How to set clear boundaries with your kids
- Make a list of all the issues that have come up with your child’s behavior. The screaming, the hitting, and everything in between. Basically, if it creates a problem in your home then it’s an issue.
- Next to each item, write down WHY it’s a problem. Even if that’s a very personal thing (like, the screaming gives you a headache).
- Consider WHEN the problem behavior happens. What leads up to it? Have you been completely clear with your expectations and boundaries? (Hint: you probably haven’t). Take some time to get clear on what you actually want from your child.
- Sit down with your child when everyone’s in a decent mood and talk about the new boundaries in a very matter-of-fact way. You can let them know there’s a new rule in the house, and explain why. Give them other options — because every behavior has a reason why. Help them address their needs in a better way. Then, let them know what happens if they cross that boundary — if they don’t follow the rules. For example: “From now on, we don’t allow screaming in the house. It gives me a headache and makes me feel horrible.
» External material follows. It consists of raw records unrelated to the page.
PR #3147, opened 2026-08-11
mlir: Allocate the $b$ checkpoints at once in binomial checkpointing

Pangoraw:
the honest summary: the change removes ~30 fixed allocations from b=16, worth ~15 ms — a real 4.9% at nt=50 that fades to under 1% by nt=800, and nothing measurable for b=4. It won't move the long-running checkpointed cases that motivate binomial in the first place.


wsmoses:
offhand looks reasonable, but mlir tests fail

wsmoses (approved):

PR #3152, opened 2026-08-14
Don't push a poison aggregate onto the sret rooting worklist

kshyatt:
Another 🤖 assisted PR, I ran into this while trying to fix things for a very long tape fed into Enzyme.jl:

`needsReRooting` walks every value stored into an sret argument to check each tracked pointer is also parked in the returnRoots array. Walking back through an insertvalue chain, the branch for an insert of an untracked field pushed the aggregate operand unconditionally:

    CountTrackedPointers tracked(IVI->getInsertedValueOperand()->getType());
    if (tracked.count == 0) { storedValues.push_back(IVI->getAggregateOperand()); continue; }

When that operand is the poison the chain was built from, the bare poison lands on the worklist. The struct handling below then looks for an extractvalue covering poison's tracked fields, finds none, and reports

     failed to find extracted pointer for %tape poison at index 1

before falling through to the pointer-shaped handling, whose assert(0) fires on any non-pointer value. Julia hits this whenever a nested sub-tape survives SROA as a whole-aggregate store and its first field is untracked -- reverse mode over PEPSKit's CTMRG aborts the process this way, since the shipped Enzyme_jll RelWithDebInfo build leaves assertions live.

A poison, undef, or zeroinitializer aggregate has no live pointer in any field, so it needs no root regardless of which field the insertvalue overwrites. Hoist the trivial-base test above both branches and drop such a base, which is the reasoning the tracked branch three lines down already relies on. In the Julia case the tracked pointers are separately stored into the returnRoots, so the walk then completes and the pass correctly concludes it has no work to do.

Also un-shadow `legal` in the struct handling. The inner declaration meant the coverage failure set a variable nobody read and fell into that same assert; report it through CustomErrorHandler like the pointer path does and reroot conservatively. This is not a behaviour change for NDEBUG builds, which already fell through to exactly that handler.


oscardssmith (approved):
not read, but to run ci

kshyatt:
I got added to the repo so you can unapprove now :D

enzyme/Enzyme/FixupJuliaCallingConvention.cpp
```diff
@@ -336,13 +343,27 @@ bool needsReRooting(llvm::Argument *arg, bool &anyJLStore,
...
+          // rooted separately. Report it and reroot conservatively rather than
+          // falling into the pointer-shaped handling below, which asserts on
+          // any non-pointer value.
+          if (hasReturnRootingAfterArg) {
+            std::string s;
+            llvm::raw_string_ostream ss(s);
+            ss << "Could not find use of stored value\n";
+            ss << " sv: " << *sv << "\n";
+            CustomErrorHandler(ss.str().c_str(), wrap(sv), ErrorType::GCRewrite,
+                               nullptr, wrap(arg), nullptr);
```
vchuravy, line 363: needs `if (CustomErrorHandler)`

vchuravy (approved):

wsmoses (changes requested):
blocking merge for me to also review

enzyme/Enzyme/FixupJuliaCallingConvention.cpp
```diff
@@ -336,13 +343,30 @@ bool needsReRooting(llvm::Argument *arg, bool &anyJLStore,
...
+            ss << "Could not find use of stored value\n";
+            ss << " sv: " << *sv << "\n";
+            if (CustomErrorHandler) {
+              CustomErrorHandler(ss.str().c_str(), wrap(sv),
+                                 ErrorType::GCRewrite, nullptr, wrap(arg),
+                                 nullptr);
+            }
+          }
+          legal = false;
+          break;
```
vchuravy, line 369: Once https://github.com/EnzymeAD/Enzyme/pull/3244 is merged this needs to be updated

PR #3156, opened 2026-08-19
Preserve types on reverse cache reloads

vimarsh6739:
Reverse cache reloads created by `lookupM` dropped the original TypeTree. Preserve it as `enzyme_type` metadata so nested differentiation can classify cached integer loop indices.

Adds a focused check to `bsearch2.ll`. Tracks EnzymeAD/Enzyme.jl#3472.


wsmoses (approved):

vchuravy:
Ah claude came up with a similar fix in https://github.com/EnzymeAD/Enzyme/pull/3202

The next time I give you something you don’t want to eat, you can say, ‘no thank you’, or ask for something else. But screaming is not okay. If you scream again when I offer you something you don’t want, I’ll remind you. But if you keep screaming, you’ll lose TV privileges for a day. Do you understand?”
- Make sure your kid understands the issue and the ramifications. It’s totally okay to check in with them two or three times after stating your boundaries. You can also remind them of the new rules every morning and every night for a week, or however long it takes before they roll their eyes and say, “I know!” “So what happens if you scream when I give you something you don’t want?” “And what can you do instead if you don’t want it?”
- Then, stick with it. My son and daughter would have never stopped hitting each other if we hadn’t actually made good on our boundaries and taken away her TV privileges and his video game privileges for a day. With my son, all it took was one time. With my daughter…it’s a process, but it’s definitely improved.
What can go wrong?
In ABA therapy, they call it an “extinction burst.” As you’re working to get rid of an unwanted behavior, there will often be one final push from the kid, and the behavior you’re trying to stop will get worse before it gets better.
Don’t give up. Stand by your boundaries. This will probably be the last time you’ll have to deal with it.
So — try this out. If your kids are exhibiting unwanted behaviors, follow the process to set clear boundaries. You’ll both benefit, and they’ll feel safer knowing where they stand.